PR #2176, opened 2020-03-05
Make `btsieve` traits use async/await 

tcharding:
We want async/await all over, make it so in `btsieve`.

This PR makes the following traits async: `ReceiptByHash`, `LatestBlock`, `BlockByHash`.

Removes the `impl_block_by_hash` macro.

Fixes: #1879


cnd/src/btsieve/bitcoin/cache.rs
```diff
@@ -28,35 +24,55 @@ impl<C> Cache<C> {
...
         }
-        .boxed()
-        .compat();
 
-        Box::new(future)
+        Ok(block)
     }
 }
 
-impl_block_by_hash!();
```
luckysori: Quick look on my phone, but it looks like you stopped using the macro yet you didn't delete it and actually updated it to be async. Am I wrong?

tcharding: Thanks @luckysori, you are right.  Deleted it now and force pushed.  (unrelated note: Are we aiming for correct discreet patches on PRs yet?)

thomaseizinger: Aim for patches that yield a Rust binary :)

cnd/src/btsieve/bitcoin/cache.rs
```diff
@@ -28,35 +24,55 @@ impl<C> Cache<C> {
...
+#[async_trait]
+impl<C> BlockByHash for Cache<C>
+where
+    C: BlockByHash<Block = Block, BlockHash = Hash> + Clone,
+{
+    type Block = Block;
+    type BlockHash = BlockHash;
+
+    async fn block_by_hash(&mut self, block_hash: Self::BlockHash) -> anyhow::Result<Self::Block> {
+        let mut connector = self.connector.clone();
```
thomaseizinger: You shouldn't need to clone the connector :)

PR #2265, opened 2020-03-16
Remove non-functional mergify rule

thomaseizinger:
Dependabot doesn't allow to recreate PRs from users that don't have write-access. Mergify doesn't have this so this always fails anyway. In addition, I checked with dependabot and it actually has a feature to automatically rebase on conflicts, which I now enabled.


bonomat:
Had to trigger it manually as mergify would not comment due to config changes./

PR #2266, opened 2020-03-16
Split swap state into multiple stores

### LINKED ISSUE #2195: Split up rfc003 implementation of StateStore into alpha and beta
## Problem
The core of `cnd` uses the `StateStore` trait to push updates on the state of the two ledgers involved in a swap, so that another layer (in our case `cnd`'s HTTP API) can access it on demand. Since the `StateStore` was only ever implemented for the soon-to-be-gone `rfc003` protocol, it is tightly coupled to its requirements, to the point where it is actually defined inside the `rfc003` module.

Assuming that we still want to use this `StateStore` abstraction with `HAN`, `HErc20` and `HALight`, the way it's defined and implemented needs to change.

## Goal
To update the way the core provides updates on the state of a swap, accounting for single-ledger protocols.

## Recommendation
Some work has been done in this direction with #2200 already.

Instead of introducing the new protocols straight away, I would suggest to split up `rfc003`'s implementation of `StateStore` into alpha and beta ledger. Introducing the new protocols is **out of the scope** of this ticket and will be done with #1953.

This will involve splitting up `SwapEvents` and `ActorState` accordingly; pushing updates to two different state stores from `create_swap.rs`; combining these states at a higher level in order to derive actions from them.

Don't get scared by the type parameters 🤡

luckysori:
### Straight from the commit description

COMIT's core provides updates on the state of the ledgers during a swap. These updates used to be applied directly on a struct which held all the information pertaining to the swap: offer, communication state, ledger state and error state. Storing everything together is convenient but creates dependencies which cause pain.

The code can be simplified by splitting up this state into multiple stores. Primarily, a generic ledger store (instantiated twice, for alpha and beta) can be used to fulfil the core of COMIT's principal
task.

The communication state also needs to be saved and updated given the current communication protocol. Since this protocol is going away soon, it is not that appealing to invest a lot of effort into
improving the design, so it is simply stored in a separate `HashMap`. This is not ideal because once the swap is accepted the information can also be obtained from the database layer, meaning that we are storing redundant information. Since it is easier to add another `HashMap` than adding APIs to the database to store and load proposed swaps, and this communication protocol is on the way out, incurring in this technical debt is justified.

In terms of the error state, it turns out that we were never setting the state of the swap to failed if watching a particular ledger had resulted in an error. Since this was the apparent intention when
introducing these APIs, the functionality has been kept. It has also been implemented using a `HashMap`, but a better design may come in the future.

### Some more information

I made an effort to change as little as possible outside the core, which is why I kept `alice::State` and `bob::State` around. I discussed with @da-kami and @thomaseizinger about how to better model the entire state of the swap, but I decided against tackling that here as it would just make the PR more complex to review. 

Also, maybe controversially, I decided to model the incorrect funding of a HTLC at the swap event level. I think it makes things simpler, since we already have the expected asset amount in the HTLC parameters needed to construct the event we are watching for. I could be wrong though.

---

Fixes #2195


cnd/src/db/with_swap_types.rs
```diff
@@ -9,12 +9,12 @@ macro_rules! _match_role {
...
             Role::Alice => {
                 #[allow(dead_code)]
-                type ROLE = alice::State<AL, BL, AA, BA, AH, BH, AI, BI, AT, BT>;
+                type ROLESTATE = alice::State<AL, BL, AA, BA, AH, BH, AI, BI, AT, BT>;
                 $fn
             }
             Role::Bob => {
                 #[allow(dead_code)]
-                type ROLE = bob::State<AL, BL, AA, BA, AH, BH, AI, BI, AT, BT>;
+                type ROLESTATE = bob::State<AL, BL, AA, BA, AH, BH, AI, BI, AT, BT>;
```
tcharding:
```suggestion
                type ROLE_STATE = bob::State<AL, BL, AA, BA, AH, BH, AI, BI, AT, BT>;
```

cnd/src/http_api/swap_resource.rs
```diff
@@ -91,21 +89,42 @@ pub fn build_rfc003_siren_entity(
     let id = swap.swap_id;
 
     with_swap_types!(types, {
-        let state: ROLE = state_store
-            .get(&id)?
-            .ok_or_else(|| anyhow!("state store did not contain an entry for {}", id))?;
+        let swap_has_failed = dependencies.swap_error_state.get(&id);
```
tcharding: I have some re-naming ideas for you.  I've a patch, will push to another branch and link you to it in the comments on 'Finish your review'.  You can take a look and see what you think.

cnd/src/swap_protocols/ledger_states.rs
```diff
@@ -0,0 +1,126 @@
+use crate::swap_protocols::{
+    rfc003::{create_swap::SwapEvent, LedgerState},
+    state::{Get, Insert, Update},
+    swap_id::SwapId,
+};
+use std::{
+    any::Any,
+    collections::HashMap,
+    ops::{Deref, DerefMut},
+    sync::Mutex,
```
tcharding: This is the wrong `Mutex`.  We need to use an async mutex, in other places we use `tokio::sync::Mutex` (see `db/mod.rs`).  Ref: https://rust-lang.github.io/async-book/03_async_await/01_chapter.html (search for 'Mutex').

cnd/src/swap_protocols/ledger_states.rs
```diff
@@ -0,0 +1,126 @@
...
+        }
+    }
+}
+
+impl<A, H, T, L> Update<LedgerState<A, H, T>, SwapEvent<A, H, T>> for L
+where
+    L: DerefMut<Target = Mutex<HashMap<SwapId, Box<dyn Any + Send>>>> + Send + Sync + 'static,
+    LedgerState<A, H, T>: 'static,
+{
+    fn update(&self, key: &SwapId, event: SwapEvent<A, H, T>) {
```
tcharding: Can we have a comment on this function please, the return value is not immediately obvious.

cnd/src/http_api/swap_resource.rs
luckysori: Naming improvements are very welcome!

cnd/src/http_api/swap_resource.rs
```diff
@@ -82,7 +80,7 @@ pub enum OnFail {
 // `with_swap_types!` macro and can be iteratively improved
 #[allow(clippy::cognitive_complexity)]
 pub fn build_rfc003_siren_entity(
-    state_store: &InMemoryStateStore,
+    dependencies: Facade,
```
thomaseizinger: Would a reference to the `Facade` be sufficient here?

luckysori:
> I have pushed three follow up patches to `2195-tobins-suggestions` for you to take a look at, feel free to use them or not as you see fit. Good work.

Thank you for your review and the follow-up patches! I left some comments on the commits, but will likely take them all :smile:

cnd/src/swap_protocols/ledger_states.rs
luckysori: Sorry, auto-import!

cnd/src/swap_protocols/facade.rs
```diff
@@ -51,43 +51,62 @@ use std::{convert::TryInto, fmt::Debug, sync::Arc};
...
     pub seed: RootSeed,
     pub swarm: Swarm,
     pub db: Sqlite,
 }
 
-impl<S> Insert<S> for Facade
+impl<AL, BL, AA, BA, AI, BI> state::Insert<SwapCommunication<AL, BL, AA, BA, AI, BI>> for Facade
 where
-    S: Send + 'static,
+    AL: Clone + Send + 'static,
```
thomaseizinger: :mega: I think these should not be necessary (esp. `Clone`) and if, then it should be enough to put the bounds on `SwapCommunication<AL, BL, AA, BA, AI, BI>`.

cnd/src/swap_protocols/ledger_states.rs
thomaseizinger: There is no return value.

cnd/src/swap_protocols/ledger_states.rs
```diff
@@ -0,0 +1,126 @@
...
+    sync::Mutex,
+};
+
+#[derive(Default, Debug)]
+pub struct AlphaLedgerState {
+    states: Mutex<HashMap<SwapId, Box<dyn Any + Send>>>,
+}
+
+#[derive(Default, Debug)]
+pub struct BetaLedgerState {
```
thomaseizinger: :mega: The two structs are exactly the same ?! We can we not just have two instances of the same struct?

cnd/src/swap_protocols/rfc003/bob/mod.rs
```diff
@@ -15,10 +18,23 @@ pub struct State<AL, BL, AA, BA, AH, BH, AI, BI, AT, BT> {
...
+    ) -> Self {
+        Self {
+            swap_communication,
+            alpha_ledger_state,
+            beta_ledger_state,
+            secret_source: Arc::new(secret_source),
+        }
+    }
+
     pub fn proposed(
```
thomaseizinger: Do we still need those functions?

cnd/src/swap_protocols/rfc003/create_swap.rs
```diff
@@ -20,136 +20,45 @@ use genawaiter::{
...
 /// account situations where it is clear that no more events will happen even
 /// though in theory, there could. For example:
-/// - alpha funded
-/// - alpha refunded
+/// - funded
+/// - refunded
 ///
 /// It is highly unlikely for Bob to fund the HTLC now, yet the current
 /// implementation is still waiting for that.
-pub async fn create_alpha_watcher<D, A, AI, BI>(
```
thomaseizinger: You are a legend Lucas :D

cnd/src/swap_protocols/rfc003/create_swap.rs
```diff
@@ -20,136 +20,45 @@ use genawaiter::{
...
+pub async fn create_watcher<D, S, L, A, H, I, T>(
```
thomaseizinger: We should leave some easter eggs in the codebase where we write funny things with these type parameters xD

cnd/src/swap_protocols/rfc003/create_swap.rs
```diff
@@ -20,136 +20,45 @@ use genawaiter::{
...
     dependencies: D,
-    accepted: AcceptedSwap<A::AL, A::BL, A::AA, A::BA, AI, BI>,
+    ledger_state: Arc<S>,
```
thomaseizinger: So I guess the problem why you are passing this separately is because you wouldn't know which instance of `LedgerState` to dispatch to if you just implemented it on the `Facade`? Would it make sense to assume that every caller of this function knows about the `Facade` itself and not just about `D`?

Differently asked, is every caller of this function something a component of `cnd` or do we need to ever call this from within the `COMIT` core?

If it is the former (which is what I expect) then we can get rid of the `From<>` trait bounds with `Arc`s and just reach into the facade and get the correct field out: `facade.alpha_ledger_states`.

I can send a follow-up PR about this :)

cnd/src/swap_protocols/rfc003/ethereum/htlc_events.rs
```diff
@@ -41,14 +42,26 @@ impl
...
     ) -> anyhow::Result<Funded<asset::Ether, transaction::Ethereum>> {
-        Ok(Funded {
-            asset: Ether::from_wei(deploy_transaction.transaction.value),
-            transaction: deploy_transaction.transaction.clone(),
-        })
+        let expected_asset = &htlc_params.asset;
+
+        let asset = Ether::from_wei(deploy_transaction.transaction.value);
+
+        let event = match expected_asset.cmp(&asset) {
```
thomaseizinger: At first I liked this because we no longer have to specify the `Ord` bound but it is annoying that we have to do this for every asset now :(

Can you please record this as an issue so we don't forget to deal with this. I feel this should really be done in a more generic place.

cnd/src/swap_protocols/swap_communication_state.rs
```diff
@@ -0,0 +1,36 @@
+use crate::swap_protocols::{
+    state::{Get, Insert},
+    swap_id::SwapId,
+};
+use std::{any::Any, clone::Clone, collections::HashMap, sync::Mutex};
+
+#[derive(Default, Debug)]
+pub struct SwapCommunicationState {
```
thomaseizinger: WDYT of naming these in plural because they contain all of them?

```suggestion
pub struct SwapCommunicationStates {
```

cnd/src/swap_protocols/facade.rs
```diff
@@ -51,43 +51,62 @@ use std::{convert::TryInto, fmt::Debug, sync::Arc};
...
+    }
+}
+
+impl From<Facade> for Arc<BetaLedgerState> {
+    fn from(facade: Facade) -> Self {
+        facade.beta_ledger_state
+    }
+}
+
+impl InsertSwapError for Facade {
```
thomaseizinger: In a perfect world, the facade delegates through to the same interface, i.e. it calls `insert_swap_error` on the inner element.

cnd/src/swap_protocols/rfc003/create_swap.rs
da-kami: `<S, H, I, T, L, A, D>`?

thomaseizinger: How long did you work on this @da-kami ?

cnd/src/swap_protocols/ledger_states.rs
thomaseizinger: You will need to make these `async_trait`s with the tokio mutex.

cnd/src/swap_protocols/facade.rs
luckysori: Good catch, `Clone` is not needed for `Insert`.

luckysori: `Send` and `'static` are needed, but can be applied to the combined type.

cnd/src/swap_protocols/rfc003/create_swap.rs
luckysori: I'll leave this one to you. I wasn't sure about making this function aware of the `Facade`, but it seems fine from your argument.

cnd/src/swap_protocols/swap_communication_state.rs
luckysori: Makes more sense. All these new names are a bit odd still.

cnd/src/swap_protocols/rfc003/bob/mod.rs
luckysori: Nice catch! `request` is still in use but the others can go.

cnd/src/swap_protocols/swap_communication_state.rs
thomaseizinger: Pretty sure we will figure something out as we iterate :)

cnd/src/swap_protocols/facade.rs
luckysori: True, I didn't feel great about this. Tobin has dealt with this in one of his follow-up patches.

cnd/src/swap_protocols/rfc003/create_swap.rs
da-kami: 30sec

cnd/src/swap_protocols/rfc003/create_swap.rs
luckysori: Never mind, I'm tackling this as part of handling one of your other comments: https://github.com/comit-network/comit-rs/pull/2266#discussion_r393368253.

cnd/src/swap_protocols/ledger_states.rs
da-kami: I thought it was on purpose, as it is part of this ticket to achieve the split between alpha and beta. Given that there might be specific parameters for each ledger we might need different structs. I see how it could be one here, but would it make sense to keep it for later changes on top of this?
Additionally I wonder how this will go together with introducing new protocols.

luckysori: I believe it was a mistake on my part. If we continue using this model, there won't be any difference between how we store alpha and beta ledger (protocol) state in memory: it will always be `Any`. It's the implementation of `Update` that will vary depending on the protocol.

luckysori:
@thomaseizinger: all done I think! Asking for re-review and keeping the `no-mergify` label so that I can squash everything if I get your approval.

cnd/src/init_swap.rs
```diff
@@ -51,51 +39,39 @@ where
...
-            tokio::task::spawn(create_alpha_watcher::<
-                D,
-                bob::State<AL, BL, AA, BA, AH, BH, AI, BI, AT, BT>,
-                AI,
-                BI,
-            >(dependencies.clone(), accepted.clone()));
+    tokio::task::spawn(
+        create_watcher::<_, _, _, _, AH, _, AT>(
+            dependencies.clone(),
+            dependencies.alpha_ledger_state.clone(),
```
thomaseizinger: Nice! Yeah that is how I imagined it! Good work :)

Issue #2170, opened 2020-03-05
Add skeleton swarm API for announcing swaps


tcharding:
## Problem

We are implementing a new communication API.  In order for this to be used by the rest of cnd we need an API to use.

## Goal

Have an `unimplemented!` function that provides the API we want the libp2p layer to expose to the rest of cnd.

Scope of this ticket is just the API function definitions, you can leave the bodies `unimplemented!()`.  This includes defining the data structure that contains the minimum data required by the swarm in order to complete the required communication protocols.  Some consideration will also be needed for data required to call the spawn functionality once communication with the peer node has completed.

## Recommendation

Please read https://github.com/comit-network/comit-rs/issues/2171 to see what functionality is required once this API is fully implemented.  Designing the data required by the API will require this understanding.  Although this ticket is split into skeleton/implementation this is only done to facilitate working in parallel on other parts of the codebase. 

Inspire yourself from the data structure used by the controller in: https://github.com/comit-network/comit-rs/issues/2158.  This is a soft dependency.

PR #2268, opened 2020-03-16
Add skeleton API function for controller/swarm interface

tcharding:
In order to be able to utilise the new communication protocol we need an interface between the controller and the swarm.

Add an API function that allows the controller (acting as Alice) to call the swarm (libp2p layer) and trigger execution of the new communication protocols (by calling through to the underlying swarm) in order to announce the created swap, send the known parameters, and receive the remaining required swap parameters back from Bob.

Fixes: #2170

### DIFF
--- a/cnd/src/network/mod.rs
+++ b/cnd/src/network/mod.rs
@@ -136,6 +136,30 @@ impl Swarm {
             local_peer_id,
         })
     }
+
+    /// This is the API for Alice to call in order to execute the appropriate
+    /// communication protocols to announce a swap to Bob (i.e., to send the
+    /// known swap parameters and receive the remaining swap parameters) in
+    /// order to finalize this swap.
+    ///
+    /// `id` is an identifier use to access the database to get the known swap
+    /// parameters.
+    // Identifier type will be defined in ticket: https://github.com/comit-network/comit-rs/issues/2173
+    pub async fn finalize_announce_swap(&mut self, _id: String) -> anyhow::Result<()> {
+        // 1. Load parameters for the swap from the database and call down to
+        // the swarm to execute the required communication protocols.
+        //
+        // 2. Write the remaining parameters to the database (keyed by swap_id).
+        //
+        // 3. Spawn the swap using `swap_id` as an argument.  `spawn()` can then
+        // load the swap from the database and spawn it.
+
+        unimplemented!()
+    }
+
+    // On Bob's side, when an announce message is received execute the required
+    // communication protocols and write the finalized swap to the database.  Then
+    // spawn the same as is done for Alice.
 }
 
 struct SwarmWorker {


cnd/src/network/mod.rs
```diff
@@ -128,6 +128,36 @@ impl Swarm {
...
+    /// Takes all the data we know about a 'created' swap.  Executes the
+    /// appropriate communication protocols in order to send data to the peer
+    /// and receive data from the peer (remaining swap parameters) in order to
+    /// finalize this swap.
+    pub fn finalize_created_swap<A, B>(
+        &mut self,
+        swap_id: SwapId,
+        swap_digest: SwapDigest,
+        secret_hash: SecretHash,
+        alpha_identity: A,
```
thomaseizinger: What are we going to need these for?

cnd/src/network/mod.rs
```diff
@@ -128,6 +128,36 @@ impl Swarm {
...
+        let mut swarm = self.swarm.lock().await;
+        // Assume new NetworkBehaviour is called comit still i.e., the
+        // NetworkBehaviour that implements the new communication protocols.
+
+        // Assumptions:
+        // - This works for Han-Han, Han-HALight, HALight-Han
+
+        // Questions:
+        // - Is this all the data we need for a Han-Herc20 swap?
+        // - How are we going to handle swap protocol pairs, Foo-Bar vs Bar-Foo.
```
thomaseizinger: You will either need to pass enough information into this function so you know this or make more functions per combination.

cnd/src/network/mod.rs
```diff
@@ -128,6 +128,36 @@ impl Swarm {
...
+        //   For symmetrical swaps it does not matter but for asymmetrical swaps
+        //   it does i.e., what we send and what we expect to receive is
```
thomaseizinger: This logic will either have to be in there or in the NetworkBehaviour. I'd say preferably the NetworkBehaviour as this should only be glue code and not contain crucial logic like this.

cnd/src/network/mod.rs
```diff
@@ -128,6 +128,36 @@ impl Swarm {
...
+    ) -> anyhow::Result<()> {
+        let mut swarm = self.swarm.lock().await;
+        // Assume new NetworkBehaviour is called comit still i.e., the
+        // NetworkBehaviour that implements the new communication protocols.
+
+        // Assumptions:
+        // - This works for Han-Han, Han-HALight, HALight-Han
+
+        // Questions:
+        // - Is this all the data we need for a Han-Herc20 swap?
```
thomaseizinger: To answer this, I would recommend a bottom-up thinking approach: Look at the protocols we have, think through all the use-cases that we want to achieve and write down what the data is that we are going to need to implement those.

cnd/src/network/mod.rs
tcharding: This is the identities sent using the identity_protocl i.e., bitcoin_identity, ethereum_identity, lightning_identity.

cnd/src/network/mod.rs
tcharding: I think this is resolved with the comments in the new version.  Resolving.

cnd/src/network/mod.rs
tcharding: Good tip, thanks.  Please see new version (force pushed, it is a total rewrite).

cnd/src/network/mod.rs
```diff
@@ -128,6 +131,68 @@ impl Swarm {
...
+///
+/// For Han-HALight
+/// - alpha_identity: refund identity for Alice (i.e., Ethereum address)
+/// - beta_identity: lightning identity for Alice
+///
+/// For HALight-Han
+/// - alpha_identity: lightning identity for Alice
+/// - beta_identity: redeem identity for Alice (i.e., Ethereum address)
+#[derive(Debug)]
+pub struct CreatedSwapParamaters<A, B> {
```
thomaseizinger: I've got some design-challenging questions for you:

- How will Bob be able to call this API? He doesn't have knowledge of the secret hash before the communication protocol is finished. Thinking this further, we are we forcing the caller to generate a secret hash? We can we not do this inside?
- The SwapId is only established as part of the communication protocol, which SwapId is this referring to?
- The identities are tricky. We need to generate a transient one for Bitcoin due to the nature of our HTLC and the complicated redeem/refund process. For Ethereum, we can pass the one through that the user gave us on the API. Can/should we take some of the caller's work (generating a transient Bitcoin identity) away by doing this inside? What does the API look like if we don't explicitly pass identities in?

thomaseizinger: > How will Bob be able to call this API?

If Bob should not call this API, then it the one he should be calling is missing in this PR.

tcharding: > I've got some design-challenging questions for you:

Thought provoking review, thanks.
 
> * How will Bob be able to call this API? He doesn't have knowledge of the secret hash before the communication protocol is finished. 

I totally did not think about the Bob side of things, forgetting that Bob would need to call _back_ into the swarm after receiving the `swap_digest`.  Please see new function and improved stucts.

> Thinking this further, we are we forcing the caller to generate a secret hash? We can we not do this inside?

The secret hash will need to be accessible from outside the swarm, will it not?  So I think it is better to pass it in than pass it out.  

> * The SwapId is only established as part of the communication protocol, which SwapId is this referring to?

Touche

> * The identities are tricky. We need to generate a transient one for Bitcoin due to the nature of our HTLC and the complicated redeem/refund process. For Ethereum, we can pass the one through that the user gave us on the API. Can/should we take some of the caller's work (generating a transient Bitcoin identity) away by doing this inside? What does the API look like if we don't explicitly pass identities in?

As with the SwapId I feel that the implementation details (generating the transient Bitcoin identity) should be done outside of the network module to keep that module cleaner.

Thanks for your effort @thomaseizinger , I did not think this through fully and hence loaded your brain up more than was necessary.

cnd/src/network/mod.rs
```diff
@@ -136,6 +138,81 @@ impl Swarm {
...
+        // swarm.behaviour.finalize_announced_swap(_announced).await?
+
+        unimplemented!()
+    }
+}
+
+/// Holds the data that needs to be sent by Alice to Bob to announce a swap
+/// and take it from 'created' to 'finalized'.
+///
+/// For Han-Han, Han-Herc20, Herc20-Han
```
D4nte: I believe it does not matter at this stage.

cnd/src/network/mod.rs
```diff
@@ -136,6 +138,81 @@ impl Swarm {
...
+/// - alpha_identity: refund identity for Alice
+/// - beta_identity: redeem identity for Alice
+///
+/// For Han-HALight
+/// - alpha_identity: refund identity for Alice (i.e., Ethereum address)
```
D4nte: Hum, what about cltv expiry? Do we know whether it's part of the `start` or `finalized` swap?

thomaseizinger: I would assume it is part of the start because it is price-relevant, same as the expiries for existing protocols.

cnd/src/network/mod.rs
thomaseizinger: > I totally did not think about the Bob side of things, forgetting that Bob would need to call back into the swarm after receiving the swap_digest. Please see new function and improved stucts.

Why does he need to call _back_ into it? Have you considered that the the controller may not (really) care whether they are Alice or Bob and just call the same function on the swarm and let it figure out what to do next, i.e. for Alice sending an announce and for Bob waiting for an announce?
The role information would obviously need to be communicated somehow but that can also be a parameter instead of two different function calls.

> The secret hash will need to be accessible from outside the swarm, will it not? So I think it is better to pass it in than pass it out.

So will all the other parameters that are received from the other side, no?
Why should Alice pass it in and Bob only receive it as an output? In the controller, I would like to avoid this kind of conditional logic and just call the Swarm with the minimally necessary data to start the communication protocol, regardless of whether it is Alice or Bob.

> As with the SwapId I feel that the implementation details (generating the transient Bitcoin identity) should be done outside of the network module to keep that module cleaner.

Let's pass them in for now and see what it evolves too. I feel like in the long-term, it would be better to have this module handle that logic though. It looks cleaner to me to output all the protocol-specific information in the end instead of doing parts upfront and parts in the end.

thomaseizinger: > Thanks for your effort @thomaseizinger , I did not think this through fully and hence loaded your brain up more than was necessary.

No worries man :)

cnd/src/network/mod.rs
```diff
@@ -136,6 +138,81 @@ impl Swarm {
...
+        _announce: AnnounceSwapParameters<A, B>,
+    ) -> anyhow::Result<AnnouncedSwapParameters<A, B>> {
+        // let mut _swarm = self.swarm.lock().await;
+        // swarm.behaviour.finalize_announce_swap(_digest, _announce).await?
+
+        unimplemented!()
+    }
+
+    /// This is the API for Bob to call in order to execute the appropriate
+    /// communication protocols when an announced swap is received from Alice
```
thomaseizinger: I would prefer if the whole communication-cycle happens within the Swarm and does not require two calls.

cnd/src/network/mod.rs
```diff
@@ -136,6 +138,81 @@ impl Swarm {
             local_peer_id,
         })
     }
+
+    /// This is the API for Alice to call in order to execute the appropriate
+    /// communication protocols to announce a swap to Bob (i.e., to send the
+    /// known swap parameters and receive the remaining swap parameters) in
+    /// order to finalize this swap.
+    ///
+    /// This works for all supported combinations on Han, HALight, and Herc20.
```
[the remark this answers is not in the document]
tcharding: oh, it's `HErc20` - my bad.

cnd/src/network/mod.rs
tcharding: To clarify @thomaseizinger comment - it is passed between the nodes _before_ the communication protocols start i.e., before we even announce a swap.

cnd/src/network/mod.rs
tcharding: @rishflab and I were just discussing this now.  We could not work it out.
 
Assumption: conversion from `swap_digest` to `swap_id` during the announce protocol requires some logic i.e., to confirm or not to confirm the announced swap requires some logic.  

Question: What does this logic look like?  Does the swarm know everything that is needed by this logic? 

Depending on the answer to the above question, it seems either

1. The swarm **does not** know everything required: Then the inbound event (arrival of the `swap_digest` to Bob's node) has to be propagated up _out_ of the swarm (e.g., by polling the swarm).
2. The swarm **does** know everything and this logic can all be handled within the swarm.  In this case there are also two possibilities, ether the logic is handled in the swarm or in the NetworkBehaviour i.e, either in the swarm (as seen by cnd) or within the `ExpandedSwarm` as seen by the network module.

cnd/src/network/mod.rs
```diff
@@ -73,6 +73,8 @@ type ExpandedSwarm = libp2p::swarm::ExpandedSwarm<
     EitherError<libp2p_comit::handler::Error, void::Void>,
 >;
 
+type SwapDigest = Vec<u8>;
```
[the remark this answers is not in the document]
tcharding: Cool, will fix.  Thanks.

cnd/src/network/mod.rs
thomaseizinger: There is no layer above the swarm for incoming events? Or where would you put that logic?

Same as currently, the swarm will need access to the database and other things to spawn the swap later.
We can use the same dependencies to also fetch the necessary data in case of an incoming announce and act accordingly.

cnd/src/network/mod.rs
tcharding: Comments removed, thanks.

cnd/src/network/mod.rs
tcharding: > There is no layer above the swarm for incoming events? Or where would you put that logic?

I have no better place to suggest, so in the swarm it goes :)

> Same as currently, the swarm will need access to the database and other things to spawn the swap later.
> We can use the same dependencies to also fetch the necessary data in case of an incoming announce and act accordingly.

Cool, I think we are on the same page.

tcharding:
Merge me baby.  bors r+

PR #2273, opened 2020-03-17
Don't generate siren type definitions automatically

thomaseizinger:
We now have types in the SDK for Siren for quite a while. We can use them in our e2e tests instead of generating the types from the schema.


thomaseizinger:
bors retry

::::::::

- _Brief_
Every line above with the string "hence" in it should be copied into the answer.

- _Your response_
Thanks for your effort @thomaseizinger , I did not think this through fully and hence loaded your brain up more than was necessary.
thomaseizinger: > Thanks for your effort @thomaseizinger , I did not think this through fully and hence loaded your brain up more than was necessary.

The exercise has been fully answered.